Look for the string "water" in the data below, and copy each line that holds it.

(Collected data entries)
↓↓↓
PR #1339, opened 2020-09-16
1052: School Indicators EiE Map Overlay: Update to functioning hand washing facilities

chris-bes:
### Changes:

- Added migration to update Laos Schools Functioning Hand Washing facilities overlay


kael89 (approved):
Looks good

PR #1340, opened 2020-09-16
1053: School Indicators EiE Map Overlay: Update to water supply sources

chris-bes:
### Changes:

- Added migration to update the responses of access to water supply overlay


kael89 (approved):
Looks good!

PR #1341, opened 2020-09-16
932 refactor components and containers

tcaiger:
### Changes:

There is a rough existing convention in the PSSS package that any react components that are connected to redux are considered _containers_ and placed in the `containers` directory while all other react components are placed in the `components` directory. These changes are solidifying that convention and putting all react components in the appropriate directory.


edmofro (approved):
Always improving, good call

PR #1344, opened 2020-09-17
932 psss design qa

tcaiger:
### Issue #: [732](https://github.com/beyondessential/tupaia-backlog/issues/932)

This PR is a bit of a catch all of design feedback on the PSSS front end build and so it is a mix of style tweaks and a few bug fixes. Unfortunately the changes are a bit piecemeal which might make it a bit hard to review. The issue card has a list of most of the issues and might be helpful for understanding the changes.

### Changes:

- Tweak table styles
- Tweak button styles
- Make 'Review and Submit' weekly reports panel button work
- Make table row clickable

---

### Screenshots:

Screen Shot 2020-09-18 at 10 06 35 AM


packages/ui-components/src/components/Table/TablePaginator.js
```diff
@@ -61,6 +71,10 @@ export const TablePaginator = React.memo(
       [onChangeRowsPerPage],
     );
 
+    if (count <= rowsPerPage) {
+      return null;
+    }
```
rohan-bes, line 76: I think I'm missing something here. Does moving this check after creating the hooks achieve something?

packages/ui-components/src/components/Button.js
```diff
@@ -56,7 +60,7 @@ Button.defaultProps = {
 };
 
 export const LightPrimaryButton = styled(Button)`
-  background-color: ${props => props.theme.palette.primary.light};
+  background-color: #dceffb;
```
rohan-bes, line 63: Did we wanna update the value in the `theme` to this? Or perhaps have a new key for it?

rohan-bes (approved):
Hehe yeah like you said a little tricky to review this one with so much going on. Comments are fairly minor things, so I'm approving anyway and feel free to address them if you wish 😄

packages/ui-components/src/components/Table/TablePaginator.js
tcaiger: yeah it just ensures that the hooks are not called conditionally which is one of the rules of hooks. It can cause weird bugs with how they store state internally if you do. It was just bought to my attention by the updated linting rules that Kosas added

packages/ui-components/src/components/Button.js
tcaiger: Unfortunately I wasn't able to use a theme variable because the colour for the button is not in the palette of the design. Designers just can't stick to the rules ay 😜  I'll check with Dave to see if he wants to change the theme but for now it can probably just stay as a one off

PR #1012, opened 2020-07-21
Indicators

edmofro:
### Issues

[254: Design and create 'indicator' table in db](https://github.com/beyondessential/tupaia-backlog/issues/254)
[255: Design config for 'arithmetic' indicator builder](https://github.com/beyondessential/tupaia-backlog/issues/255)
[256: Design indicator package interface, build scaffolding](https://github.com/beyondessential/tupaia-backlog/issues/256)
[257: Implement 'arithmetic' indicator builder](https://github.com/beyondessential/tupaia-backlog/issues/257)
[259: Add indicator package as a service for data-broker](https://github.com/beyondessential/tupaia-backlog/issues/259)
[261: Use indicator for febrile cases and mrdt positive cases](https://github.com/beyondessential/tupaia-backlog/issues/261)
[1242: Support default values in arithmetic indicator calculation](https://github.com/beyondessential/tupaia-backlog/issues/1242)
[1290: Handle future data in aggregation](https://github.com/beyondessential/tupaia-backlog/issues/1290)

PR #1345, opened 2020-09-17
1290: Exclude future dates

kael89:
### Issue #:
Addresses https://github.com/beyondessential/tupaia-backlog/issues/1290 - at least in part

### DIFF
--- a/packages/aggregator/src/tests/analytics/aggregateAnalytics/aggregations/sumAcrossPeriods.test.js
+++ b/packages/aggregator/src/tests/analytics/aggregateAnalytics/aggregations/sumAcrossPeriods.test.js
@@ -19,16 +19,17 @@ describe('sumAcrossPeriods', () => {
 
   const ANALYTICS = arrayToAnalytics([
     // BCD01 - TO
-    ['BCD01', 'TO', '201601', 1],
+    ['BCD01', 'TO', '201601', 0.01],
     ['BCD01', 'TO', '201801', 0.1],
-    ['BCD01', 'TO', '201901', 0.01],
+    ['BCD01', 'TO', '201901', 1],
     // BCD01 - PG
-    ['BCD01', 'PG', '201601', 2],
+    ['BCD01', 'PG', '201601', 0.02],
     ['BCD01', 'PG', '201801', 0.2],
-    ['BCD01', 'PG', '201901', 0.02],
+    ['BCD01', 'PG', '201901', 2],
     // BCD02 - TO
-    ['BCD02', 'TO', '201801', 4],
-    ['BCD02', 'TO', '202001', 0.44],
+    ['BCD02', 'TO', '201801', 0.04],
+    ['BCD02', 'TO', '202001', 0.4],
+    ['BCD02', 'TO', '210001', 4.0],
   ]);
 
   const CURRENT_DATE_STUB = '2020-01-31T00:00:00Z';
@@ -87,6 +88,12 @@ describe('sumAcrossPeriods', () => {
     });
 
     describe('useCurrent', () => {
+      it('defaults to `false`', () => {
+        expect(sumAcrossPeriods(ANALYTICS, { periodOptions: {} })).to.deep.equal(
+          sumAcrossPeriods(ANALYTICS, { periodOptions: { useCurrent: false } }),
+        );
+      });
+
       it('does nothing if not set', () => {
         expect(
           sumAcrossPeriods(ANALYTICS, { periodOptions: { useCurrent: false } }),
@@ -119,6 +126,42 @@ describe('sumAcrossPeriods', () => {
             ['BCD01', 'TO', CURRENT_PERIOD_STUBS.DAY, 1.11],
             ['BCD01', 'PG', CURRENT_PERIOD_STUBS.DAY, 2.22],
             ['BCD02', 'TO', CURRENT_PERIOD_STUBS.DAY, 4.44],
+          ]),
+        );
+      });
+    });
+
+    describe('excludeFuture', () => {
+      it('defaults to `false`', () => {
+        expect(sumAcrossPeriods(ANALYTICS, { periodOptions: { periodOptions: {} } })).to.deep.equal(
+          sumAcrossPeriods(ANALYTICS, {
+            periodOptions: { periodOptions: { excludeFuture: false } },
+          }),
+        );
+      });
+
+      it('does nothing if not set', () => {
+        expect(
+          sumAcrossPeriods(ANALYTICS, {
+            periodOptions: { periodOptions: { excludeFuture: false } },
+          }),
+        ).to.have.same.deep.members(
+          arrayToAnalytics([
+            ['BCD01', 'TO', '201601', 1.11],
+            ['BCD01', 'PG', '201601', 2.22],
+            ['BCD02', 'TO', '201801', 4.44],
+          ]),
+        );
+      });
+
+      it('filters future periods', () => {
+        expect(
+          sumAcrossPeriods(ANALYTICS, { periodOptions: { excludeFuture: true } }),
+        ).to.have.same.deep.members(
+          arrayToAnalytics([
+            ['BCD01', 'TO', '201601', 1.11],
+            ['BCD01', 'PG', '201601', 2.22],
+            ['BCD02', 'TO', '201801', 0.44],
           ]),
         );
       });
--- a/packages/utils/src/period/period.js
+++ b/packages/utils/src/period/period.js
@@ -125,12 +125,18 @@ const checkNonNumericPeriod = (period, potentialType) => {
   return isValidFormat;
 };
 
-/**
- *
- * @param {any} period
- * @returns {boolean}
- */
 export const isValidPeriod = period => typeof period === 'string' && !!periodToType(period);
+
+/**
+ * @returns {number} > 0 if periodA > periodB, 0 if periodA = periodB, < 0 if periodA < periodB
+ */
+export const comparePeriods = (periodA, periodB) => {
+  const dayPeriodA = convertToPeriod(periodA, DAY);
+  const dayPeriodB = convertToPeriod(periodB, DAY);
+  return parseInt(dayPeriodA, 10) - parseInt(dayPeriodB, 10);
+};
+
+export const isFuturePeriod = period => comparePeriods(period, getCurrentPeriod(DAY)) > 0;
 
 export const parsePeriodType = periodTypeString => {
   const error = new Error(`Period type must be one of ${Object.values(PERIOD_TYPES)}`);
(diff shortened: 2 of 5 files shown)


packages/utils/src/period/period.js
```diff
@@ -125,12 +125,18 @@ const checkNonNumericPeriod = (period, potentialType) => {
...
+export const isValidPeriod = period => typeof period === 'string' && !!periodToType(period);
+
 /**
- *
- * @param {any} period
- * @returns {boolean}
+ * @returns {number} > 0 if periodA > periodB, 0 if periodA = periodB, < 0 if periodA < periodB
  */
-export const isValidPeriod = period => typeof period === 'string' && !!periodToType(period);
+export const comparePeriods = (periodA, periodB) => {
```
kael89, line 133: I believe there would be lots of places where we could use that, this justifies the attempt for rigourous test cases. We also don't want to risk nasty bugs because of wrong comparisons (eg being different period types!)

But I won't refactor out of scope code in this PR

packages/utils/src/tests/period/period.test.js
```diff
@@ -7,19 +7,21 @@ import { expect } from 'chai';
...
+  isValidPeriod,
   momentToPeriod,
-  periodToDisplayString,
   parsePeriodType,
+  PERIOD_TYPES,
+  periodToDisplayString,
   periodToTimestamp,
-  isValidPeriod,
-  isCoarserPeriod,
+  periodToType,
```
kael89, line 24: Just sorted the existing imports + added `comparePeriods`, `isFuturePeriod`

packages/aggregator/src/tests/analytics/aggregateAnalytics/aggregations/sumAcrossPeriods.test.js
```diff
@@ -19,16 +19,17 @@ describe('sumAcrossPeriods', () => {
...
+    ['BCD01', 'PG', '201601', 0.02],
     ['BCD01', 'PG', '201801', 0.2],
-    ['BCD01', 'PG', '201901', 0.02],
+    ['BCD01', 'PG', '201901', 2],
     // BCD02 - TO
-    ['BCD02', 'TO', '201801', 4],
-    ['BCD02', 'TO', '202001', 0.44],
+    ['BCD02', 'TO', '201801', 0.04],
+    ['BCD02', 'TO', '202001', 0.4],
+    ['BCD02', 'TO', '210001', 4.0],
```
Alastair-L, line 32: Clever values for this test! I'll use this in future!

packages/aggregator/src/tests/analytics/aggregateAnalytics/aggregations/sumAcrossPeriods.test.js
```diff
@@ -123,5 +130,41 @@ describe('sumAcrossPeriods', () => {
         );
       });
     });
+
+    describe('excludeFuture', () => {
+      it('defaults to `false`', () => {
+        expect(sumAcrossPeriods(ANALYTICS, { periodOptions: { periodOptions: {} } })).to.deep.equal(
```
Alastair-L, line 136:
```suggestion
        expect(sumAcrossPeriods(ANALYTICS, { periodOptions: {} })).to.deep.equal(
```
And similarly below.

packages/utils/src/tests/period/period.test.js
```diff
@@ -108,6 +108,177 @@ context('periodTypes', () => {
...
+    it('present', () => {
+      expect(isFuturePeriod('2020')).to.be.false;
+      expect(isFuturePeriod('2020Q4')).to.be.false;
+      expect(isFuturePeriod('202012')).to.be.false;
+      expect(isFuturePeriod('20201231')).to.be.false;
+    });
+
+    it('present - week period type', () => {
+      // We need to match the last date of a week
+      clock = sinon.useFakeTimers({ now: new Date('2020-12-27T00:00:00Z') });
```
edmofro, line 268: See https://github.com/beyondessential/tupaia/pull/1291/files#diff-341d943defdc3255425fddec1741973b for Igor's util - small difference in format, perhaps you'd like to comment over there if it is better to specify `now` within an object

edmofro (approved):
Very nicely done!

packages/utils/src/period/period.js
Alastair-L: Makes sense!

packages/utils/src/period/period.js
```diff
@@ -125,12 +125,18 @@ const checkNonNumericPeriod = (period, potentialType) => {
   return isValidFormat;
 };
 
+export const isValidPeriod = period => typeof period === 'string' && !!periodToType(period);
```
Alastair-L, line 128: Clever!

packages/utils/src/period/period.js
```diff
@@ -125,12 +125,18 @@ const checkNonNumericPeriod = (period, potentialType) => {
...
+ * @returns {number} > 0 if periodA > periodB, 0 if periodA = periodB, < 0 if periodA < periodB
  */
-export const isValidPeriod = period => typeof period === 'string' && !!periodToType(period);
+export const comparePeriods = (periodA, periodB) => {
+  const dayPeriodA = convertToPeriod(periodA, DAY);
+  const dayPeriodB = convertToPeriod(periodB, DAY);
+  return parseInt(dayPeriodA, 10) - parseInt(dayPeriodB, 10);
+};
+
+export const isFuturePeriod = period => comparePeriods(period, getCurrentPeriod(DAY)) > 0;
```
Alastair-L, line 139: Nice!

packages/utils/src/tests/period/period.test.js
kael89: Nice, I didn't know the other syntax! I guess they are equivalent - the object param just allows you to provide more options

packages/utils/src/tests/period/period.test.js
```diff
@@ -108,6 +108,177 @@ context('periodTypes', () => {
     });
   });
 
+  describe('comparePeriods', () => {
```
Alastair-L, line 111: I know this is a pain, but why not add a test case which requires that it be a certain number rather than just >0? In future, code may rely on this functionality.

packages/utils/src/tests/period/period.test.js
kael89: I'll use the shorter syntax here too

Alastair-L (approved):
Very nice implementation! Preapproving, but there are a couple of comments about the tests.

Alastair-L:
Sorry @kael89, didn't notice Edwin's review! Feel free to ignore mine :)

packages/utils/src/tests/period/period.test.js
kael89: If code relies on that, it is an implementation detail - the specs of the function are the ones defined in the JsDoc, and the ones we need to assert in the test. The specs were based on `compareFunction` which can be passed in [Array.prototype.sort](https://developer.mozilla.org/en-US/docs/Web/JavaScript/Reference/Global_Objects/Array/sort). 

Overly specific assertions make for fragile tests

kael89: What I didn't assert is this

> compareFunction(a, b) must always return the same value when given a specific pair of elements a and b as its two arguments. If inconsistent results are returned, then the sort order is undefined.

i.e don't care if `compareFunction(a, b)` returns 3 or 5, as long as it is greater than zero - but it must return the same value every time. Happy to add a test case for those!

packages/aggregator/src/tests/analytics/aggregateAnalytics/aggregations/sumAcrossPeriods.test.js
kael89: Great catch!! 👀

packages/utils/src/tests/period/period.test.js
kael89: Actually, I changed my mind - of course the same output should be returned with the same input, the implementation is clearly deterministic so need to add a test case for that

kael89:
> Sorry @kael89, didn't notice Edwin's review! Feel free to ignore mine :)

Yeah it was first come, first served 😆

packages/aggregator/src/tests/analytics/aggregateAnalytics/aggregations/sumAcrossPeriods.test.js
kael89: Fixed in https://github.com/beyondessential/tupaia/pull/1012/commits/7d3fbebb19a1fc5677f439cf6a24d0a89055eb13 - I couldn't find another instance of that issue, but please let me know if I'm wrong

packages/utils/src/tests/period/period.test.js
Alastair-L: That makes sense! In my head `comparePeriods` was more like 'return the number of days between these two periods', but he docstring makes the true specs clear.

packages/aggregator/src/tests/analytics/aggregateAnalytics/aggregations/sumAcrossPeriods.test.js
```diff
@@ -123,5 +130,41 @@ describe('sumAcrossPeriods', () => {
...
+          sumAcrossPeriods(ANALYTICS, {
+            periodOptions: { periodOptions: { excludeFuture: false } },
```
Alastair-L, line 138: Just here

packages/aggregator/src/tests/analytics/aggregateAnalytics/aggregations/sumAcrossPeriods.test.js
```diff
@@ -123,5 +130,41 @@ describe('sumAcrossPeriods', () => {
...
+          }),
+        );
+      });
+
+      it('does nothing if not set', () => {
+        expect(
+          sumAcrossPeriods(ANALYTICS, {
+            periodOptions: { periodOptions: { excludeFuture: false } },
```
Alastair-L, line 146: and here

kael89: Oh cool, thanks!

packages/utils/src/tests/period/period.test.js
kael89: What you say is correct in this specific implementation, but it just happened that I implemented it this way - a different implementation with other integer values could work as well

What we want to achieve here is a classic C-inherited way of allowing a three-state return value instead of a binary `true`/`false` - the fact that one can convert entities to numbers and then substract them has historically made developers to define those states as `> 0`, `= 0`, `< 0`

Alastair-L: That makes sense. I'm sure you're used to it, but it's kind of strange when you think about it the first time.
↑↑↑
§ YOUR RESPONSE
1053: School Indicators EiE Map Overlay: Update to water supply sources
- Added migration to update the responses of access to water supply overlay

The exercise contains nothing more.